Cara mengobati perubahan yang disebabkan oleh sindrom Beckwith-Wiedemann
Pengobatan untuk sindrom Beckwith-Wiedemann, yang merupakan penyakit bawaan langka yang menyebabkan pertumbuhan berlebih dari beberapa bagian tubuh atau organ, bervariasi sesuai dengan perubahan yang disebabkan oleh penyakit dan, oleh karena itu, pengobatan biasanya dipandu oleh tim dari beberapa profesional kesehatan yang dapat mencakup dokter anak, ahli jantung, dokter gigi dan beberapa ahli bedah, misalnya.
Jadi, tergantung pada gejala dan malformasi yang disebabkan oleh sindrom Beckwith-Wiedemann, jenis perawatan utama adalah:
- Penurunan kadar gula darah: suntikan serum dengan glukosa dilakukan langsung ke dalam vena dan untuk mencegah kekurangan gula dari menyebabkan perubahan neurologis yang serius;
- Hernia umbilikal atau inguinalis: pengobatan biasanya tidak diperlukan karena sebagian besar hernia menghilang pada tahun pertama kehidupan, namun, jika hernia terus meningkat dalam ukuran atau jika tidak menghilang sampai usia 3 tahun, pembedahan mungkin diperlukan;
- Lidah yang sangat besar: pembedahan dapat digunakan untuk memperbaiki ukuran lidah, namun, itu hanya harus dilakukan setelah usia 2 tahun. Hingga usia itu, Anda dapat menggunakan beberapa puting silikon untuk membantu bayi Anda makan lebih mudah;
- Masalah jantung atau gastrointestinal: obat yang digunakan untuk mengobati setiap jenis masalah dan harus diambil sepanjang hidup. Dalam kasus yang paling parah, dokter dapat merekomendasikan operasi untuk memperbaiki perubahan serius pada jantung, misalnya.

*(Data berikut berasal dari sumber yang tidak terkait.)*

PR #5308, opened 2024-09-23
CI: avoid duplicate runs for secondary branches on main repo

EZoni:
When `pre-commit` gets auto-updated, we typically see a PR from the branch `pre-commit-ci-update-config`. 

This branch is created directly in the main fork (unlike the individual branches that WarpX contributors create from their own forks) and all CI checks run twice:
- once for the activity on the PR that `pre-commit` automatically opens (these CI checks are labeled "PR automated")
- once for the activity on the branch `pre-commit-ci-update-config` (these CI checks are labeled "individual CI")

Here's an example:
Screenshot from 2024-09-23 15-54-57

On top of this, once the PR is merged, CI runs a third time, because the merge is counted as activity on the branch `development` (again "individual CI").

We should be able to safely skip "individual CI" for the activity on the branch `pre-commit-ci-update-config`. This PR should do the trick, although it's good to double check the syntax for GitHub Actions and Azure pipelines.

My understanding is that the cleanup-cache and post-PR workflows don't need to be updated, also to be double checked.

### DIFF
--- a/.azure-pipelines.yml
+++ b/.azure-pipelines.yml
@@ -6,6 +6,10 @@ pool:
 pr:
   autoCancel: true
   drafts: false
+  branches:
+    include:
+    - development
+    - nightly
 
 jobs:
 - job:
--- a/.azure-pipelines.yml
+++ b/.azure-pipelines.yml
@@ -9,7 +9,6 @@ pr:
   branches:
     include:
     - development
-    - nightly
 
 jobs:
 - job:
--- a/.github/workflows/clang_sanitizers.yml
+++ b/.github/workflows/clang_sanitizers.yml
@@ -1,6 +1,11 @@
 name: 🧴 clang sanitizers
 
-on: [push, pull_request]
+on:
+  push:
+    branches:
+      - "development"
+      - "nightly"
+  pull_request:
 
 concurrency:
   group: ${{ github.ref }}-${{ github.head_ref }}-clangsanitizers
--- a/.github/workflows/clang_sanitizers.yml
+++ b/.github/workflows/clang_sanitizers.yml
@@ -4,7 +4,6 @@ on:
   push:
     branches:
       - "development"
-      - "nightly"
   pull_request:
 
 concurrency:
--- a/.github/workflows/clang_tidy.yml
+++ b/.github/workflows/clang_tidy.yml
@@ -4,7 +4,6 @@ on:
   push:
     branches:
       - "development"
-      - "nightly"
   pull_request:
 
 concurrency:
--- a/.github/workflows/clang_tidy.yml
+++ b/.github/workflows/clang_tidy.yml
@@ -1,6 +1,11 @@
 name: 🧹 clang-tidy
 
-on: [push, pull_request]
+on:
+  push:
+    branches:
+      - "development"
+      - "nightly"
+  pull_request:
 
 concurrency:
   group: ${{ github.ref }}-${{ github.head_ref }}-clangtidy
--- a/.github/workflows/cuda.yml
+++ b/.github/workflows/cuda.yml
@@ -1,6 +1,11 @@
 name: 🐧 CUDA
 
-on: [push, pull_request]
+on:
+  push:
+    branches:
+      - "development"
+      - "nightly"
+  pull_request:
 
 concurrency:
   group: ${{ github.ref }}-${{ github.head_ref }}-cuda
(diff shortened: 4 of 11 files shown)


.azure-pipelines.yml
```diff
@@ -6,6 +6,10 @@ pool:
 pr:
   autoCancel: true
   drafts: false
+  branches:
+    include:
+    - development
+    - nightly
```
ax3l:
```suggestion
```

.github/workflows/clang_sanitizers.yml
```diff
@@ -1,6 +1,11 @@
 name: 🧴 clang sanitizers
 
-on: [push, pull_request]
+on:
+  push:
+    branches:
+      - "development"
+      - "nightly"
```
ax3l:
```suggestion
```

.github/workflows/clang_tidy.yml
```diff
@@ -1,6 +1,11 @@
 name: 🧹 clang-tidy
 
-on: [push, pull_request]
+on:
+  push:
+    branches:
+      - "development"
+      - "nightly"
```
ax3l:
```suggestion
```

.github/workflows/cuda.yml
```diff
@@ -1,6 +1,11 @@
 name: 🐧 CUDA
 
-on: [push, pull_request]
+on:
+  push:
+    branches:
+      - "development"
+      - "nightly"
```
ax3l:
```suggestion
```

.github/workflows/hip.yml
```diff
@@ -1,6 +1,11 @@
 name: 🐧 HIP
 
-on: [push, pull_request]
+on:
+  push:
+    branches:
+      - "development"
+      - "nightly"
```
ax3l:
```suggestion
```

.github/workflows/insitu.yml
```diff
@@ -1,6 +1,11 @@
 name: 🐧 In Situ Vis
 
-on: [push, pull_request]
+on:
+  push:
+    branches:
+      - "development"
+      - "nightly"
```
ax3l:
```suggestion
```

.github/workflows/intel.yml
```diff
@@ -1,6 +1,11 @@
 name: 🐧 Intel
 
-on: [push, pull_request]
+on:
+  push:
+    branches:
+      - "development"
+      - "nightly"
```
ax3l:
```suggestion
```

.github/workflows/macos.yml
```diff
@@ -1,6 +1,11 @@
 name: 🍏 macOS
 
-on: [push, pull_request]
+on:
+  push:
+    branches:
+      - "development"
+      - "nightly"
```
ax3l:
```suggestion
```

.github/workflows/source.yml
```diff
@@ -6,7 +6,12 @@
 
 name: 📜 Source
 
-on: [push, pull_request]
+on:
+  push:
+    branches:
+      - "development"
+      - "nightly"
```
ax3l:
```suggestion
```

.github/workflows/ubuntu.yml
```diff
@@ -1,6 +1,11 @@
 name: 🐧 OpenMP
 
-on: [push, pull_request]
+on:
+  push:
+    branches:
+      - "development"
+      - "nightly"
```
ax3l:
```suggestion
```

.github/workflows/windows.yml
```diff
@@ -1,6 +1,11 @@
 name: 🪟 Windows
 
-on: [push, pull_request]
+on:
+  push:
+    branches:
+      - "development"
+      - "nightly"
```
ax3l:
```suggestion
```

ax3l (commented):
Thanks! The `nightly` branch actually has its own CI scripts (and tries to install WarpX using various methods we document on various platforms)

ax3l (approved):
Thank you! :sparkles:

EZoni:
> Thanks! The `nightly` branch actually has its own CI scripts (and tries to install WarpX using various methods we document on various platforms)

Ah, I see. Does it have to be handled in a branch separate from `development` or is it just a legacy implementation? I'm asking because I realize that I never look at the `nightly` branch, so I don't perform any maintenance on that branch on my end. I would expect that we should be able to set up and maintain nightly workflows in the `development` branch as well. Would there be arguments against doing this?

Selain itu, bayi yang lahir dengan sindrom Beckwith-Wiedemann lebih cenderung menderita kanker, jadi jika pertumbuhan tumor diidentifikasi, mungkin juga perlu dilakukan operasi untuk mengangkat sel tumor atau perawatan lain seperti kemoterapi atau terapi radiasi..
Namun, setelah perawatan, sebagian besar bayi dengan sindrom Beckwith-Wiedemann berkembang sepenuhnya, tanpa masalah di masa dewasa..
Diagnosis sindrom Beckwith-Wiedemann
Diagnosis sindrom Beckwith-Wiedemann dapat dibuat hanya dengan pengamatan malformasi setelah bayi lahir atau melalui tes diagnostik, seperti USG perut, misalnya.
Selain itu, untuk mengkonfirmasi diagnosis, dokter juga dapat memerintahkan tes darah untuk melakukan tes genetik dan menilai apakah ada perubahan pada kromosom 11, karena ini adalah masalah genetik yang merupakan asal dari sindrom tersebut..
Sindrom Beckwith-Wiedemann dapat ditularkan dari orang tua ke anak-anak, jadi jika ada orang tua yang memiliki penyakit seperti bayi, konseling genetik dianjurkan sebelum menjadi hamil.